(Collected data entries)
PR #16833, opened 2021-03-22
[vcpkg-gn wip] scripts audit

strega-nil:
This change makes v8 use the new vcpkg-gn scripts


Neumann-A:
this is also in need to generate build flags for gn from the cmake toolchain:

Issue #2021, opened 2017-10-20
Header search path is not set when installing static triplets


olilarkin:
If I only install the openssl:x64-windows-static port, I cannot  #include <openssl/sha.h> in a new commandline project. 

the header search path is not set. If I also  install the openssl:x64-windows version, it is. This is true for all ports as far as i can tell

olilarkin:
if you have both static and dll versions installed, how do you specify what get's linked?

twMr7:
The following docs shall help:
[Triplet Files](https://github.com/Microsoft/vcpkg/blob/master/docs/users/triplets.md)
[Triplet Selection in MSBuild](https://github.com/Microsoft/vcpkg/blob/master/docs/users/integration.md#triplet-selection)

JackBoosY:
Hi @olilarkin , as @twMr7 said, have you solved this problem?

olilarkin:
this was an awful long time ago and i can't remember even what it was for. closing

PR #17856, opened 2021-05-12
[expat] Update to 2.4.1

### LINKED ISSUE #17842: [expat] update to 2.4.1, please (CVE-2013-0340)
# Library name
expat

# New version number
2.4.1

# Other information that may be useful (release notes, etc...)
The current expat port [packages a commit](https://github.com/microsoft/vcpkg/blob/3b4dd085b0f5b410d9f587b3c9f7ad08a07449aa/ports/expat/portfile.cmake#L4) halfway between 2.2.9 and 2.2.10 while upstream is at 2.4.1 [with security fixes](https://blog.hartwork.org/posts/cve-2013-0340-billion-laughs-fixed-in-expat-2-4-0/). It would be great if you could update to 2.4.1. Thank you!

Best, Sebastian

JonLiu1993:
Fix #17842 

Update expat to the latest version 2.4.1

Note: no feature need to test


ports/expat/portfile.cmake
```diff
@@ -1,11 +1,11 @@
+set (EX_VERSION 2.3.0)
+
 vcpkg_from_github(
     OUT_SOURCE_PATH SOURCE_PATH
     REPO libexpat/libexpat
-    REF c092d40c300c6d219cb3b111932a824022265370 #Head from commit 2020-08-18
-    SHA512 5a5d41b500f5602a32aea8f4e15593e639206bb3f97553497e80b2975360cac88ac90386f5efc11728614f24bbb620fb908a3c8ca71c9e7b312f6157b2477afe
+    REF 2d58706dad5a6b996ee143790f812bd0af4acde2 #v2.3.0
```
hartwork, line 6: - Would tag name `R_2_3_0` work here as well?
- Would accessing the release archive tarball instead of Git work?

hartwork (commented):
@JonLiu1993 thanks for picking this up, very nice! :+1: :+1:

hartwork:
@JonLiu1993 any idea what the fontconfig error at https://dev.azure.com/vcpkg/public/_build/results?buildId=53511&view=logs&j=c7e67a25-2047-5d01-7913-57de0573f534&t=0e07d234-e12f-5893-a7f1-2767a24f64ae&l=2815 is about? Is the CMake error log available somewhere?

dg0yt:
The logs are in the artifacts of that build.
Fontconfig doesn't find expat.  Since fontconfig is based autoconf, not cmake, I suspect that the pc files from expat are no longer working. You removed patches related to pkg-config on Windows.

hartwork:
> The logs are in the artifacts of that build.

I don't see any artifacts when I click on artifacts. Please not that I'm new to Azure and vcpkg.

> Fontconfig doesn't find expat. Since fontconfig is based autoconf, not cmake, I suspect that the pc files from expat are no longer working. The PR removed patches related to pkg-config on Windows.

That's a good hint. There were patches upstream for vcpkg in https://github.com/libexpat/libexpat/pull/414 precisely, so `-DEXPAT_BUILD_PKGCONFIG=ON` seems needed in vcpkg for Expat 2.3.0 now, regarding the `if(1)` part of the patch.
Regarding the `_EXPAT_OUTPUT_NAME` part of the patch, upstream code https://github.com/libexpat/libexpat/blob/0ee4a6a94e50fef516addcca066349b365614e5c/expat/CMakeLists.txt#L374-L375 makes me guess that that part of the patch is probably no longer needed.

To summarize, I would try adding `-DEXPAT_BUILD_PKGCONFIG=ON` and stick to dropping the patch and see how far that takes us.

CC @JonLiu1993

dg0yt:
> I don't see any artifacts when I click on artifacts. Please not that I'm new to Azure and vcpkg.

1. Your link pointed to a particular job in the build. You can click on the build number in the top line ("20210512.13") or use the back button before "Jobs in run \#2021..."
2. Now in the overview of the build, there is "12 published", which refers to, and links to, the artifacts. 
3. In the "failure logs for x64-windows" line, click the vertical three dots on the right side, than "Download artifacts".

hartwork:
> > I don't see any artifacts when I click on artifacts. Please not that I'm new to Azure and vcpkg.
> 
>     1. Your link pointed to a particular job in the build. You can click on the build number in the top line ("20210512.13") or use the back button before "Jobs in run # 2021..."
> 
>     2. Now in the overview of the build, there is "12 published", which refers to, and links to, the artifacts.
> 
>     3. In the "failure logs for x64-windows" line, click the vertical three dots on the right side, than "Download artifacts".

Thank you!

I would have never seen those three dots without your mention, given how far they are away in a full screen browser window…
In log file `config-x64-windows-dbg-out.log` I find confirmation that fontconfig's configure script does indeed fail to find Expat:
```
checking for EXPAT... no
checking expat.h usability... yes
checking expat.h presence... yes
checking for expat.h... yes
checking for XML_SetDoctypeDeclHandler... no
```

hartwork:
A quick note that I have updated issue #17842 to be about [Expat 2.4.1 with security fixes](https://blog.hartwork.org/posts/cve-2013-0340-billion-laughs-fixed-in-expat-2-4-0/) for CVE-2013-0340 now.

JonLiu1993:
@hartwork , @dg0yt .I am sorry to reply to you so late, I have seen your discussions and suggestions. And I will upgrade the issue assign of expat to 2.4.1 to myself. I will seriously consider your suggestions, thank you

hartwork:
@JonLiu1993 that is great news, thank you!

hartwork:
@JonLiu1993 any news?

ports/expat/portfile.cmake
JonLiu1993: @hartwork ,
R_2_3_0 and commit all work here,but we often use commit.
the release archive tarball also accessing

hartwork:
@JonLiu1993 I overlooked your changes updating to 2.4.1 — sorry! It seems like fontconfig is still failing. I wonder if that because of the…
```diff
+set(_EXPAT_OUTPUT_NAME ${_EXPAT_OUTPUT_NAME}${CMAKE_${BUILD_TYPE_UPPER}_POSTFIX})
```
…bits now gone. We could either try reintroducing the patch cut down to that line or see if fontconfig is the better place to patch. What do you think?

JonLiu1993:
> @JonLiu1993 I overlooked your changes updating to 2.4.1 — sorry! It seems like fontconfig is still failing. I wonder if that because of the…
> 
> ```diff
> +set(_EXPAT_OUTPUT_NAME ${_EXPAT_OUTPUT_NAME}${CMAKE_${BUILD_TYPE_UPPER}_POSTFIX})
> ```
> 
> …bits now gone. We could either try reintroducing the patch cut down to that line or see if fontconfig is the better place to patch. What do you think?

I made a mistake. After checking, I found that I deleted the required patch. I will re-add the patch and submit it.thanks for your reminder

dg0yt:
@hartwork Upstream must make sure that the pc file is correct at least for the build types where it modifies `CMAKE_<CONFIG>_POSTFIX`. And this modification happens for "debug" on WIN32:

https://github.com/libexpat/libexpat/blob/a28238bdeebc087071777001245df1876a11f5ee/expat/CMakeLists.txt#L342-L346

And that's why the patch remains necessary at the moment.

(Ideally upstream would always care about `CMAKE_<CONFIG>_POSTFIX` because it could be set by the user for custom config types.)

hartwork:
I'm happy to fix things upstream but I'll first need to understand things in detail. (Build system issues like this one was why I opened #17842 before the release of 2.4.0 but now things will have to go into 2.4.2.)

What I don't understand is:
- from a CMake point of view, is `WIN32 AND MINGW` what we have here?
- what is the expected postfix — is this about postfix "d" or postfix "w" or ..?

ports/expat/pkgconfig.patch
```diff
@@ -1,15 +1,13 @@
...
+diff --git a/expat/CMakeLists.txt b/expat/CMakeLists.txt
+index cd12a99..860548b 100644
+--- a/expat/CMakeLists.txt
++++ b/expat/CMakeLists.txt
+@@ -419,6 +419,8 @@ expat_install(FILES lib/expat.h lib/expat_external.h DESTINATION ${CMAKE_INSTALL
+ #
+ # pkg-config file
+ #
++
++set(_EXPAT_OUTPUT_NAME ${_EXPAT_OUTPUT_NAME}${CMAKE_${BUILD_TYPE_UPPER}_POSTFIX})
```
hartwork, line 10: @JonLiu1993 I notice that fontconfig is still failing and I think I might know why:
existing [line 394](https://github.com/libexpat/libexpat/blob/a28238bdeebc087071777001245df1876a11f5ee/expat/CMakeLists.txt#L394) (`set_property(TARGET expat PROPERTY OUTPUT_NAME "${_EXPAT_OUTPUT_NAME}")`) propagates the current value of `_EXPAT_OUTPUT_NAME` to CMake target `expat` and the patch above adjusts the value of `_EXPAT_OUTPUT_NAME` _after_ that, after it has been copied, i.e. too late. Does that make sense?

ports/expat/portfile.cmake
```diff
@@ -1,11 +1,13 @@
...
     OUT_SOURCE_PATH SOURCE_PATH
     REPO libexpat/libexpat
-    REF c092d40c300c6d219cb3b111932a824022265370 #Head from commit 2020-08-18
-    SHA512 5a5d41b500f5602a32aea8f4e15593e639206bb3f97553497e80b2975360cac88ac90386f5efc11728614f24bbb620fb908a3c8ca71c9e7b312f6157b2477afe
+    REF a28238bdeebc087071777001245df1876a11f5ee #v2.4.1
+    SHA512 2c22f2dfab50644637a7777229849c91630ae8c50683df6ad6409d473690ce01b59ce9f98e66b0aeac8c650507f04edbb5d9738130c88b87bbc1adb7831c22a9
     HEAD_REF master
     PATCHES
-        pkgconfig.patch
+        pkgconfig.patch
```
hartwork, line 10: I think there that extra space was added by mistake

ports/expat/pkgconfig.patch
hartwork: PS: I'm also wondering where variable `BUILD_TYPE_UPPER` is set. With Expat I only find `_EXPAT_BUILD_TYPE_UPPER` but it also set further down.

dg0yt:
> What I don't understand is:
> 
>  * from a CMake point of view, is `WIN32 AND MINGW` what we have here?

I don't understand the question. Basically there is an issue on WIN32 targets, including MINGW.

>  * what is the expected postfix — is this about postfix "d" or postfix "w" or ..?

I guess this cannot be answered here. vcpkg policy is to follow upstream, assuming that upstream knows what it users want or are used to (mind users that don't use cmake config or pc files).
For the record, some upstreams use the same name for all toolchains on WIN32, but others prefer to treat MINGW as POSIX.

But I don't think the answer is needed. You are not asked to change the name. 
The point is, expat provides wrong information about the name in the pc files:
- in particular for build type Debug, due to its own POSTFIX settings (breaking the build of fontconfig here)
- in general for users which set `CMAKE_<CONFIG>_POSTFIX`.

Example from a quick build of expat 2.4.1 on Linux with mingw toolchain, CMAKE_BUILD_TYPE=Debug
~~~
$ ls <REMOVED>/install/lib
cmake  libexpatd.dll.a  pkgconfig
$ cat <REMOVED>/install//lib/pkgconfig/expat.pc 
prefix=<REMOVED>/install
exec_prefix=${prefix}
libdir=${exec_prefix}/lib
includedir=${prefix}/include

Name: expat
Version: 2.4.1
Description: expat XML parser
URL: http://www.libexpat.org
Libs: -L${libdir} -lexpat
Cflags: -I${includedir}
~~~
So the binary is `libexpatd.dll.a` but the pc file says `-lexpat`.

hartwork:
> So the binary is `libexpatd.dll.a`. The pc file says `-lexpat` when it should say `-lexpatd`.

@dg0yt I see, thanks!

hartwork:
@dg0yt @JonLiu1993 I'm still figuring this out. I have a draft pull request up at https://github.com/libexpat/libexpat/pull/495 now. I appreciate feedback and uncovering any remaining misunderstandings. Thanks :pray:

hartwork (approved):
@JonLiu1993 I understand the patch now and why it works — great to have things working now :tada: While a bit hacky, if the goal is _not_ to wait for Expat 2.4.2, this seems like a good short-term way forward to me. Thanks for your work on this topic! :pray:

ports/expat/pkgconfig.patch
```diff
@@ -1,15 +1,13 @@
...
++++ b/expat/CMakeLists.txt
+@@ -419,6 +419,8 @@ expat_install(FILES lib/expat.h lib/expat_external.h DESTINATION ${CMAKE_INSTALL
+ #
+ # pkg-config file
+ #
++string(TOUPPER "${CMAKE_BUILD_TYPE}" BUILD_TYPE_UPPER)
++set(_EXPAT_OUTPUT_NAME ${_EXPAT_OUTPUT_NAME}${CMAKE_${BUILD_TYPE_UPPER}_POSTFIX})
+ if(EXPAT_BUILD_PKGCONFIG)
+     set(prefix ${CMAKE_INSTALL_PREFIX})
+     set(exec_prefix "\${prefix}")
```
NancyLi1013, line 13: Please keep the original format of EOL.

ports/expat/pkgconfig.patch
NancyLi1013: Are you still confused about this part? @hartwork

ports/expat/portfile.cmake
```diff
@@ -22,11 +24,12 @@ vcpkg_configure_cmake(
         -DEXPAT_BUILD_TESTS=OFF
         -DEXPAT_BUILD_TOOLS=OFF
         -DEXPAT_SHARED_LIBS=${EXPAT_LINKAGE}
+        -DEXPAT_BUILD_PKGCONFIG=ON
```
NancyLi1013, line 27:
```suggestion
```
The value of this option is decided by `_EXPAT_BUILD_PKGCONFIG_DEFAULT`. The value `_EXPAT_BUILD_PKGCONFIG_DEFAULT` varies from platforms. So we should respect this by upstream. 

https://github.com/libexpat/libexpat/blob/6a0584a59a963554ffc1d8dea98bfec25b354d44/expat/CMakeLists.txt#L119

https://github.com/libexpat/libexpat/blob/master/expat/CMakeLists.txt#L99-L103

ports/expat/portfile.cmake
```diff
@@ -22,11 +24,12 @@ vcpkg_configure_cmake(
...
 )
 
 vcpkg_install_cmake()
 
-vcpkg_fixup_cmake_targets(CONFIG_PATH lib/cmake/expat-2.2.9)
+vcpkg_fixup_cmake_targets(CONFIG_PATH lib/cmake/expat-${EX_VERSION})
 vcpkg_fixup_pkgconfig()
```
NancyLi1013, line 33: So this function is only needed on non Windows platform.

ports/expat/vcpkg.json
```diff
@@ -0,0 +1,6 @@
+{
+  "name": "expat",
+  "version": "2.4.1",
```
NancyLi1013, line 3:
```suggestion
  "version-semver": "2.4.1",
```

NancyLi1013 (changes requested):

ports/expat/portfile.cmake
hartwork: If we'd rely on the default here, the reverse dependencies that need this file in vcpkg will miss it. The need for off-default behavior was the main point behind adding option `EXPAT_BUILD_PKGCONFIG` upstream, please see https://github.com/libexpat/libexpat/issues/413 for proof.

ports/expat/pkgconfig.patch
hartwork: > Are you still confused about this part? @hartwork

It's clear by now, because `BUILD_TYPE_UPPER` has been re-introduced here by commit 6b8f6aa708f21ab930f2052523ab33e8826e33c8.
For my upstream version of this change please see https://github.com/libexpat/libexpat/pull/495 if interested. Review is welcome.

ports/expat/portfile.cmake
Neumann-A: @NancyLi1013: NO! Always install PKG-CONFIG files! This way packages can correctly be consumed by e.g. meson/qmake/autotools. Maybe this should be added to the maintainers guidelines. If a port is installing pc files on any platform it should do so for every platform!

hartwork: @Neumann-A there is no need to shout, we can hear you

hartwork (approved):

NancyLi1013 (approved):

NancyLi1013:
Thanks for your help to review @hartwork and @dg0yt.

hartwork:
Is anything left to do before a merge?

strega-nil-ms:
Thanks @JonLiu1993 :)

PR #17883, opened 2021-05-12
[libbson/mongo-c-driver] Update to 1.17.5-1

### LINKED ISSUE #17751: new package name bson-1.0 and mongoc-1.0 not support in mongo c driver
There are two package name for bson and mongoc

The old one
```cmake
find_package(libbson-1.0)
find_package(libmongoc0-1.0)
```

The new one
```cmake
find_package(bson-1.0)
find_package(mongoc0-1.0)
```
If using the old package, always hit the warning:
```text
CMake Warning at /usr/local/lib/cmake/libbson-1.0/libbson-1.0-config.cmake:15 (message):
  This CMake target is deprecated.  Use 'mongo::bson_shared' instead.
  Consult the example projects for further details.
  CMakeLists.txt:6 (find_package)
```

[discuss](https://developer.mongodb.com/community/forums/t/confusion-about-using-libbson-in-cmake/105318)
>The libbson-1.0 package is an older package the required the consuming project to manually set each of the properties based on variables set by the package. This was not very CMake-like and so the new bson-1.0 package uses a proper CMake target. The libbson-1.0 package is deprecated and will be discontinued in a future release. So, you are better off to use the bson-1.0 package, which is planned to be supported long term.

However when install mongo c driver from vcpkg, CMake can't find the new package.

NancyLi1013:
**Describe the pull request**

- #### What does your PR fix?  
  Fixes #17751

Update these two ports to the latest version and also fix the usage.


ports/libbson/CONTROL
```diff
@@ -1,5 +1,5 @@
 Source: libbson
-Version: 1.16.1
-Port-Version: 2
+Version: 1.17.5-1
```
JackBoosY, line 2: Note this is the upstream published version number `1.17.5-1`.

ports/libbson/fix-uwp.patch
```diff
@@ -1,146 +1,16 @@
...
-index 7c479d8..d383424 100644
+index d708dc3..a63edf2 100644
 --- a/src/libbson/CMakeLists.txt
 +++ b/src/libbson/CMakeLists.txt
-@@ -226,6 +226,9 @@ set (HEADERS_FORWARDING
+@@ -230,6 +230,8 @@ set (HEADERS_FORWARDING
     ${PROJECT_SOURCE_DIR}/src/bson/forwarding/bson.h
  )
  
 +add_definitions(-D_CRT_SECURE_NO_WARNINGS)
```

WHAT THE TASK ASKS: Copy out each line of the entries where the word "term" is found.

TASK OUTPUT:
@JonLiu1993 I understand the patch now and why it works — great to have things working now :tada: While a bit hacky, if the goal is _not_ to wait for Expat 2.4.2, this seems like a good short-term way forward to me. Thanks for your work on this topic! :pray:
>The libbson-1.0 package is an older package the required the consuming project to manually set each of the properties based on variables set by the package. This was not very CMake-like and so the new bson-1.0 package uses a proper CMake target. The libbson-1.0 package is deprecated and will be discontinued in a future release. So, you are better off to use the bson-1.0 package, which is planned to be supported long term.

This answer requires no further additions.